DIRECTIONS =
In the entries below, find the line containing "## Implementation Details" and the line containing "A few things to note during implementation". Copy those two lines and everything between them exactly, and only that.

[Start of section]

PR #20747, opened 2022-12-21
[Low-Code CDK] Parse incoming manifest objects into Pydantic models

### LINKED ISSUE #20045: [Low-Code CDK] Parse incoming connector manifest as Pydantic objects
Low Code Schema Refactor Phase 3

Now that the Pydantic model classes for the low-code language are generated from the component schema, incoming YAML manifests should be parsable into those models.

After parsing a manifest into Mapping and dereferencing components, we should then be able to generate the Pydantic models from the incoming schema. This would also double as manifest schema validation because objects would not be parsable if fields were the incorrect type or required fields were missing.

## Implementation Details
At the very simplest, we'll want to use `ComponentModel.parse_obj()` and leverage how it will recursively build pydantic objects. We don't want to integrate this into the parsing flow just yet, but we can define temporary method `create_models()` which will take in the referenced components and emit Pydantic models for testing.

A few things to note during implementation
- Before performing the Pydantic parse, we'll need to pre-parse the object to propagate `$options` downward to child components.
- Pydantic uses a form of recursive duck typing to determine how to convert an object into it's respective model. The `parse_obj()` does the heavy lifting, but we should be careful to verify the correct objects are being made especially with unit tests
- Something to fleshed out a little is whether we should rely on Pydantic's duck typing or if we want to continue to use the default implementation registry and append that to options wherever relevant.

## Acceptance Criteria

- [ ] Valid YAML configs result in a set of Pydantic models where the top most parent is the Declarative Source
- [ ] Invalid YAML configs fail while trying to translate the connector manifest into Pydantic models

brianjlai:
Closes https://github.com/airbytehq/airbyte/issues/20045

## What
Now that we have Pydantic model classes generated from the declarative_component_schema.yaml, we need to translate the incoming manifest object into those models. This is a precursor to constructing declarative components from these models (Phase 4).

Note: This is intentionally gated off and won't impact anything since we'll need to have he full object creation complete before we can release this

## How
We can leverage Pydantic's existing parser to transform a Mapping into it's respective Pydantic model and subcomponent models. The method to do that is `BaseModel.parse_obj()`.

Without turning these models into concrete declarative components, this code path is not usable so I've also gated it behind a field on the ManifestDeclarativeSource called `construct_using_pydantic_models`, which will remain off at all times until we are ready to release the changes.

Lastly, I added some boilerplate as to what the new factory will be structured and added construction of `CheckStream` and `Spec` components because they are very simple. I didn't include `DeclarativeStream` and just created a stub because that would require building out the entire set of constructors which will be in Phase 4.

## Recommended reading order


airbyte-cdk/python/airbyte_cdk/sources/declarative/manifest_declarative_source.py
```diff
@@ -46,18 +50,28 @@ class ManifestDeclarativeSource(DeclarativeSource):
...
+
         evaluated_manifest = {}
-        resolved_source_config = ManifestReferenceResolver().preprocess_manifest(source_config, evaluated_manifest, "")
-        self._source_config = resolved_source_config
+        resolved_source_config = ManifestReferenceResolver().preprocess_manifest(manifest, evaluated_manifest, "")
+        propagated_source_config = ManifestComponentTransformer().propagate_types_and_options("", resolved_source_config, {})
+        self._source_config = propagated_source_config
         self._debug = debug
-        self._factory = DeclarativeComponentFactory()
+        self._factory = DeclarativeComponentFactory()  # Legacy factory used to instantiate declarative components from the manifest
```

[End of section]

OUTPUT OF THE EXERCISE =
## Implementation Details
At the very simplest, we'll want to use `ComponentModel.parse_obj()` and leverage how it will recursively build pydantic objects. We don't want to integrate this into the parsing flow just yet, but we can define temporary method `create_models()` which will take in the referenced components and emit Pydantic models for testing.

A few things to note during implementation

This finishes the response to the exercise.